::: Excerpted records

PR #1015, opened 2025-12-12
Add Host Bindings feature

schlessera:
## Pull Request Type

This is a:
- [ ] Bug fix
- [x] New feature

## Context

This PR adds support for binding specific hostnames to specific IP addresses, bypassing DNS resolution. 

This is useful for:
- Testing against specific server instances
- Load balancing and failover scenarios
- Connecting to servers via specific IPs while preserving the original hostname in the `Host` header
- Development environments where DNS may not be configured
- Preventing rebinding attacks

### New `HostBindings` utility class

A value object that validates and stores hostname-to-IP mappings. Key features:

* **Security by default**: IP addresses are validated using `filter_var(FILTER_VALIDATE_IP)` to prevent hostname injection attacks. Accepts both IPv4 and IPv6 addresses (including private/localhost ranges).
* **Opt-out mechanism**: For pre-validated inputs or non-standard formats, validation can be skipped via `HostBindings::SKIP_IP_VALIDATION` (use with caution).
* **Normalization**: Whitespace is trimmed from IP addresses.

Methods:
* `has_host($host)` - Check if a host has a mapping
* `get_first_ip_for_host($host)` - Get the first IP for a host (throws `UnknownHost` or `MissingIpAddress` if not available)
* `get_all_ips_for_host($host)` - Get all IPs for a host (throws `UnknownHost` if not found)

### New exceptions

* `UnknownHost` - Thrown when requesting a host that isn't in the bindings
* `MissingIpAddress` - Thrown when a host has no IP addresses configured

### New `HOST_BINDINGS` capability

Added to the `Capability` interface to allow transport capability testing.

### Transport integration

**Curl transport** (`Transport\Curl`):
* Uses `CURLOPT_CONNECT_TO` (cURL 7.49.0+) as the preferred method
* Falls back to `CURLOPT_RESOLVE` (cURL 7.21.3+) for older cURL versions
* Falls back to URL rewriting for HTTP (not HTTPS) on very old cURL versions
* Properly handles IPv6 addresses by wrapping them in square brackets
* Preserves the original hostname in the `Host` header

**Fsockopen transport** (`Transport\Fsockopen`):
* Replaces the connection host with the mapped IP address
* Original hostname is preserved in the `Host` header

### Usage

The `host_bindings` option accepts either an array (with automatic IP validation) or a pre-constructed `HostBindings` object:

```php
// Using an array (IPs are validated)
$response = Requests::get('https://example.com/api', [], [
    'host_bindings' => [
        'example.com' => ['93.184.216.34', '2606:2800:220:1:248:1893:25c8:1946'],
    ],
]);

// Using a HostBindings object (for advanced control)
$bindings = new HostBindings(
    ['example.com' => ['custom-value']],
    HostBindings::SKIP_IP_VALIDATION
);
$response = Requests::get('https://example.com/api', [], [
    'host_bindings' => $bindings,
]);
```

### Includes

* Comprehensive unit tests for `HostBindings` class (constructor validation, all methods)
* Unit tests for new exceptions
* Integration tests in `Transport\BaseTestCase` covering both transports
* Documentation in `Requests::request()` docblock


jrfnl:
Prelim remark: how about adding that code example (and maybe some more text) to the documentation for the website ? As in: either add or update one of the existing markdown files in the `docs` directory ?

jrfnl:
@schlessera Would you mind also having a look at what's happening with the code coverage ? I would not expect a new feature, which is described as "fully tested" to reduce code coverage.

src/Exception/MissingIpAddress.php
```diff
@@ -0,0 +1,33 @@
+<?php
+/**
+ * Requests for PHP, an HTTP library.
+ *
+ * @copyright 2012-2023 Requests Contributors
```
jrfnl, line 5:
```suggestion
 * @copyright 2012-2026 Requests Contributors
```

(here and elsewhere - or should we do this codebase wide after this PR has been merged ?)

src/Exception/MissingIpAddress.php
```diff
@@ -0,0 +1,33 @@
...
+
+namespace WpOrg\Requests\Exception;
+
+use RangeException;
+
+/**
+ * Exception for a missing IP address in the host bindings.
+ *
+ * @package Requests\Exceptions
+ * @since   2.x.x
```
jrfnl, line 18:
```suggestion
 * @since   2.1.0
```

src/Exception/MissingIpAddress.php
```diff
@@ -0,0 +1,33 @@
...
+ */
+final class MissingIpAddress extends RangeException {
+
+	/**
+	 * Instantiate a MissingIpAddress exception for a missing IP address in the host bindings.
+	 *
+	 * @param string $host Host that was requested.
+	 * @return self
```
jrfnl, line 26:
```suggestion
	 * @return \WpOrg\Requests\Exception\MissingIpAddress
```

src/Exception/UnknownHost.php
```diff
@@ -0,0 +1,34 @@
...
+ * @since   2.x.x
+ */
+final class UnknownHost extends InvalidArgumentException {
+
+	/**
+	 * Instantiate an UnknownHost exception for an unknown host that was
+	 * requested via HostBindings.
+	 *
+	 * @param string $host Unknown host that was requested.
+	 * @return self
```
jrfnl, line 27:
```suggestion
	 * @return \WpOrg\Requests\Exception\UnknownHost
```

src/Exception/UnknownHost.php
```diff
@@ -0,0 +1,34 @@
...
+
+namespace WpOrg\Requests\Exception;
+
+use InvalidArgumentException;
+
+/**
+ * Exception for an unknown host being requested via HostBindings.
+ *
+ * @package Requests\Exceptions
+ * @since   2.x.x
```
jrfnl, line 18:
```suggestion
 * @since   2.1.0
```

src/Exception/MissingIpAddress.php
```diff
@@ -0,0 +1,33 @@
...
+	 */
+	public static function for_host($host) {
```
jrfnl, line 28:
```suggestion
	public static function create($host) {
```

Reason for this suggestion: in other Exceptions introduced over the past few years, we've used the pattern of using `static` initializers called `create()`.

src/Exception/UnknownHost.php
```diff
@@ -0,0 +1,34 @@
...
+final class UnknownHost extends InvalidArgumentException {
+
+	/**
+	 * Instantiate an UnknownHost exception for an unknown host that was
+	 * requested via HostBindings.
+	 *
+	 * @param string $host Unknown host that was requested.
+	 * @return self
+	 */
+	public static function for_host($host) {
```
jrfnl, line 29:
```suggestion
	public static function create($host) {
```

Reason for this suggestion: in other Exceptions introduced over the past few years, we've used the pattern of using `static` initializers called `create()`.

src/Requests.php
```diff
@@ -460,9 +467,23 @@ public static function request($url, $headers = [], $data = [], $type = self::GE
...
+			$need_ssl = (stripos($url, 'https://') === 0);
+
+			$need_host_bindings =
+				array_key_exists(Capability::HOST_BINDINGS, $options)
+				&&
+				(
+					is_array($options[Capability::HOST_BINDINGS])
+					||
+					$options[Capability::HOST_BINDINGS] instanceof HostBindings
+				);
```
jrfnl, line 479:
```suggestion
			$need_host_bindings = array_key_exists(Capability::HOST_BINDINGS, $options)
				&& (is_array($options[Capability::HOST_BINDINGS])
					|| $options[Capability::HOST_BINDINGS] instanceof HostBindings
				);
```

src/Transport/Curl.php
```diff
@@ -385,8 +387,10 @@ public function &get_subrequest_handle($url, $headers, $data, $options) {
 	private function setup_handle($url, $headers, $data, $options) {
 		$options['hooks']->dispatch('curl.before_request', [&$this->handle]);
 
+		$case_insensitive_headers = new CaseInsensitiveDictionary($headers);
+
 		// Force closing the connection for old versions of cURL (<7.22).
-		if (!isset($headers['Connection'])) {
+		if (!isset($case_insensitive_headers['Connection'])) {
```
jrfnl, line 393:
```suggestion
		if (!isset($case_insensitive_headers['connection'])) {
```

If you are making it case-insensitive.... ?

src/Utility/HostBindings.php
```diff
@@ -0,0 +1,209 @@
...
+use WpOrg\Requests\Exception\UnknownHost;
+
+/**
+ * Value object to handle host bindings that are provided via the $options array.
+ *
+ * Each mapping maps a host URL string to an array of one or more IPv4/IPv6 addresses.
+ * IP addresses are validated by default to prevent hostname injection attacks.
+ *
+ * Security Note:
+ * - IP addresses are validated using filter_var(FILTER_VALIDATE_IP) by default
```
jrfnl, line 23: If this is true, then the `filter` extension becomes a new required dependency for the Requests library for anyone wanting to use the host binding feature.

So.... this will need to be annotated in the `composer.json` `require` or `suggest` section and we will also need a check for `filter_var()` being available before making that function call.

I wonder how problematic this will turn out to be for WordPress ? Making a PHP extension required is not something they are keen on in my experience....

src/Utility/HostBindings.php
```diff
@@ -0,0 +1,209 @@
...
+ * - Accepts valid IPv4 and IPv6 addresses (including private/localhost)
+ * - Rejects hostnames, URLs, and invalid formats
+ * - Validation can be disabled for pre-validated inputs (use with caution)
+ *
+ * @package Requests\Utilities
+ * @since   2.x.x
```
jrfnl, line 29:
```suggestion
 * @since   2.1.0
```

(here and everywhere else in this class - though I wonder whether the `@since` tags on the components of the class are really needed - the class is being introduced in `2.1.0`, shouldn't we only add component level `@since` tags for those components introduced _after_ `2.1.0` ?)

src/Capability.php
```diff
@@ -19,6 +19,13 @@
  */
 interface Capability {
 
+	/**
+	 * Support for mapping specific hosts to specific IP addresses.
+	 *
```
jrfnl, line 24:
```suggestion
	 *
	 * @since 2.1.0
	 *
```

src/Utility/HostBindings.php
```diff
@@ -0,0 +1,209 @@
...
+ */
+final class HostBindings {
+
+	/**
+	 * Enable IP address validation in the constructor (default, recommended).
+	 *
+	 * @since 2.x.x
```
jrfnl, line 36:
```suggestion
```

(see remark above)

src/Utility/HostBindings.php
```diff
@@ -0,0 +1,209 @@
...
+	 *
+	 * WARNING: Only use if you have already validated the IP addresses yourself,
+	 * or need to use non-standard address formats. Skipping validation may allow
+	 * hostname injection attacks if untrusted data is used.
+	 *
+	 * @since 2.x.x
+	 *
+	 * @var bool
+	 */
+	const SKIP_IP_VALIDATION = false;
```
jrfnl: How can this feature be used ? This is a `final` class, so this constant can not be overloaded and as it is a constant, it cannot be changed at runtime either.

What am I missing ?

src/Utility/HostBindings.php
```diff
@@ -0,0 +1,209 @@
...
+final class HostBindings {
+
+	/**
+	 * Enable IP address validation in the constructor (default, recommended).
+	 *
+	 * @since 2.x.x
+	 *
+	 * @var bool
+	 */
+	const VALIDATE_IPS = true;
```
jrfnl, line 40: As discussed - it took me a little to understand that this constant - and the `SKIP_IP_VALIDATION` one below - is supposed to be a flag to be used as a value to be passed to the class constructor.

I think the following changes would make this more obvious:
* Rename the constants so they both use the same prefix. Maybe `IP_VALIDATION` and `IP_VALIDATION_SKIP` ? But more descriptive names are welcome.
* Use the word `flag` in the docblock descriptions of the constants and indicate in the description that these are supposed to be used a values to be passed to the constructor.

src/Utility/HostBindings.php
```diff
@@ -0,0 +1,209 @@
...
+	/**
+	 * Construct HostBindings object.
+	 *
+	 * @since 2.x.x
+	 *
+	 * @param array<string, array<string>> $host_bindings Host to IP address mappings.
+	 * @param bool                          $validate_ips  Whether to validate IP address formats.
+	 *                                                      Default: true (recommended).
+	 *                                                      Set to false ONLY if you have already
+	 *                                                      validated the IP addresses yourself.
```
jrfnl, line 71: The below is just a formatting fix. The more important remark here is that the parameter description should indicate that this expects one of the two class constants to be passed. Not a plain boolean.

```suggestion
	 * @param bool                         $validate_ips  Whether to validate IP address formats.
	 *                                                    Default: true (recommended).
	 *                                                    Set to false ONLY if you have already
	 *                                                    validated the IP addresses yourself.
```

src/Utility/HostBindings.php
```diff
@@ -0,0 +1,209 @@
...
+	 *
+	 * @throws InvalidArgument If parameters are invalid or IPs fail validation.
```
jrfnl, line 73:
```suggestion
	 * @throws \WpOrg\Requests\Exception\InvalidArgument If parameters are invalid or IPs fail validation.
```

src/Utility/HostBindings.php
```diff
@@ -0,0 +1,209 @@
...
+	 * @param array<string,array<string>> $host_bindings Host bindings to validate.
+	 * @param bool                        $validate_ips  Whether to validate IP formats.
+	 *
+	 * @return array<string,array<string>> Validated and normalized array of host bindings.
+	 *
+	 * @throws \WpOrg\Requests\Exception\InvalidArgument If validation fails.
+	 */
+	private function validate($host_bindings, $validate_ips) {
+		$validated = [];
+
```
jrfnl, line 101: Would bowing out early if `$host_bindings` is an empty array make sense here ?

src/Utility/HostBindings.php
```diff
@@ -0,0 +1,209 @@
...
+		$this->host_bindings = $this->validate($host_bindings, $validate_ips);
+	}
+
+	/**
+	 * Validate and normalize a passed-in host bindings array.
+	 *
+	 * @since 2.x.x
+	 *
+	 * @param array<string,array<string>> $host_bindings Host bindings to validate.
+	 * @param bool                        $validate_ips  Whether to validate IP formats.
```
jrfnl, line 93:
```suggestion
	 * @param array<string, array<string>> $host_bindings Host bindings to validate.
	 * @param bool                         $validate_ips  Whether to validate IP formats.
```

src/Utility/HostBindings.php
```diff
@@ -0,0 +1,209 @@
...
+	 *
+	 * @return array<string,array<string>> Validated and normalized array of host bindings.
```
jrfnl, line 95:
```suggestion
	 * @return array<string, array<string>> Validated and normalized array of host bindings.
```

src/Utility/HostBindings.php
```diff
@@ -0,0 +1,209 @@
...
+			// Validate host key.
+			if (is_string($host) === false || $host === '') {
+				throw InvalidArgument::create(1, '$host_bindings (host)', 'non-empty string', gettype($host));
+			}
+
+			// Validate IPs array.
+			if (is_array($ips) === false) {
+				throw InvalidArgument::create(1, '$host_bindings (ip address array)', 'array', gettype($ips));
+			}
+
```
jrfnl, line 112: Just wondering: should we bow out early if the `$ips` array is empty ? Or maybe that should throw an `InvalidArgument` exception ?

src/Utility/HostBindings.php
```diff
@@ -0,0 +1,209 @@
...
+	 * @var bool
+	 */
+	const SKIP_IP_VALIDATION = false;
+
+	/**
+	 * Array of host bindings.
+	 *
+	 * @var array<string, array<string>>
+	 */
+	private $host_bindings;
```
jrfnl, line 60: Unfinished brainfart: should we protect this class against serialization ? If an instance of this class would be stored in serialized form, unserialized and reinstated, I have a niggly feeling we might run the risk of unvalidated hosts being injected in the host binding.

Maybe I'm searching for problems where there are none, but I think we need to think this through a bit more.

src/Utility/HostBindings.php
```diff
@@ -0,0 +1,209 @@
...
+						'$host_bindings (ip address value)',
+						'non-empty IP address',
+						'empty string provided'
+					);
+				}
+
+				// Conditionally validate IP format.
+				if ($validate_ips === true) {
+					// Validate both IPv4 and IPv6, including private/localhost ranges.
+					if (filter_var($ip_trimmed, FILTER_VALIDATE_IP) === false) {
```
jrfnl, line 135: Genuine question: is the `FILTER_VALIDATE_IP` flag alone sufficient ? Or should this be combined with any of the related flags ?

https://www.php.net/manual/en/filter.constants.php#constant.filter-validate-ip

src/Utility/HostBindings.php
```diff
@@ -0,0 +1,209 @@
...
+	/**
+	 * Get the first IP address mapping in the host bindings for a particular host.
+	 *
+	 * This throws an exception if the requested host does not have a mapping.
+	 * This also throws an exception if the requested host has no IP addresses available.
+	 *
+	 * @param string $host Host to request a mapping for.
+	 * @return string IP address mapping for the host.
+	 * @throws UnknownHost If the requested host does not have a mapping.
+	 * @throws MissingIpAddress If the requested host has no IP address available.
```
jrfnl, line 177:
```suggestion
	 *
	 * @throws \WpOrg\Requests\Exception\UnknownHost      If the requested host does not have a mapping.
	 * @throws \WpOrg\Requests\Exception\MissingIpAddress If the requested host has no IP address available.
```

src/Utility/HostBindings.php
```diff
@@ -0,0 +1,209 @@
...
+		}
+
+		return array_key_exists($host, $this->host_bindings);
+	}
+
+	/**
+	 * Get the first IP address mapping in the host bindings for a particular host.
+	 *
+	 * This throws an exception if the requested host does not have a mapping.
+	 * This also throws an exception if the requested host has no IP addresses available.
```
jrfnl, line 172: This looks redundant, what with the `@throws` tags containing the same info.

src/Utility/HostBindings.php
```diff
@@ -0,0 +1,209 @@
...
+	/**
+	 * Get all IP address mappings in the host bindings for a particular host.
+	 *
+	 * This throws an exception if the requested host does not have a mapping.
+	 * Contrary to get_first_ip_for_host(), this method does not throw an exception
+	 * if the host has no IP addresses available. It will simply return an empty array.
+	 *
+	 * @param string $host Host to request a mapping for.
+	 * @return array<string> IP address mappings for the host.
+	 * @throws UnknownHost If the requested host does not have a mapping.
```
jrfnl, line 200:
```suggestion
	 *
	 * @throws \WpOrg\Requests\Exception\UnknownHost If the requested host does not have a mapping.
```

src/Utility/HostBindings.php
```diff
@@ -0,0 +1,209 @@
...
+
+		return $this->host_bindings[$host][0];
+	}
+
+	/**
+	 * Get all IP address mappings in the host bindings for a particular host.
+	 *
+	 * This throws an exception if the requested host does not have a mapping.
+	 * Contrary to get_first_ip_for_host(), this method does not throw an exception
+	 * if the host has no IP addresses available. It will simply return an empty array.
```
jrfnl, line 196: Just wondering - why still throw an exception if the host doesn't have a mapping ? Why not return an empty array in that case too ?

src/Transport/Curl.php
```diff
@@ -418,6 +420,99 @@ private function setup_handle($url, $headers, $data, $options) {
...
+			$exec_ip = strpos($exec_ip, ':') === false ? $exec_ip : "[{$exec_ip}]";
+
+			// @TODO: Extract connect_to/resolve handling into separate method.
+			if (defined('CURLOPT_CONNECT_TO')) {
+				$connect_to_string = "{$host}:{$normalized_port}:{$exec_ip}:{$normalized_port}";
+				// phpcs:ignore PHPCompatibility.Constants.NewConstants.curlopt_connecttoFound
+				curl_setopt($this->handle, CURLOPT_CONNECT_TO, [$connect_to_string]); // phpcs:ignore PHPCompatibility.Constants.NewConstants.curlopt_connect_toFound
+				// Fallback branches for cURL < 7.49.0 which lacks CURLOPT_CONNECT_TO.
+				// Cannot be reached in tests as CURLOPT_CONNECT_TO is always defined.
+				// @codeCoverageIgnoreStart -- The else is never reached in CI because CURLOPT_CONNECT_TO is always defined.
```
```suggestion
				// Fallback branches for cURL < 7.49.0 which lacks CURLOPT_CONNECT_TO.
				// Cannot be reached in tests as CURLOPT_CONNECT_TO is always defined.
				// The `else` is never reached in CI because CURLOPT_CONNECT_TO is always defined.
				// @codeCoverageIgnoreStart
```

Might need testing, but I have a niggly feeling that the PHPUnit code coverage annotations do not support adding a comment behind the annotation.
That might explain why the comment isn't working as intended when viewing the CodeCov report.

jrfnl (commented):
This is not a complete review (yet). Posting it anyway to allow for further iteration on this PR based on my remarks.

::::::

• What to produce: Please print the records above exactly from their first line. End with the line containing "(including private/localhost ranges).", and include it.

• Response to the exercise:
PR #1015, opened 2025-12-12
Add Host Bindings feature

schlessera:
## Pull Request Type

This is a:
- [ ] Bug fix
- [x] New feature

## Context

This PR adds support for binding specific hostnames to specific IP addresses, bypassing DNS resolution. 

This is useful for:
- Testing against specific server instances
- Load balancing and failover scenarios
- Connecting to servers via specific IPs while preserving the original hostname in the `Host` header
- Development environments where DNS may not be configured
- Preventing rebinding attacks

### New `HostBindings` utility class

A value object that validates and stores hostname-to-IP mappings. Key features:

* **Security by default**: IP addresses are validated using `filter_var(FILTER_VALIDATE_IP)` to prevent hostname injection attacks. Accepts both IPv4 and IPv6 addresses (including private/localhost ranges).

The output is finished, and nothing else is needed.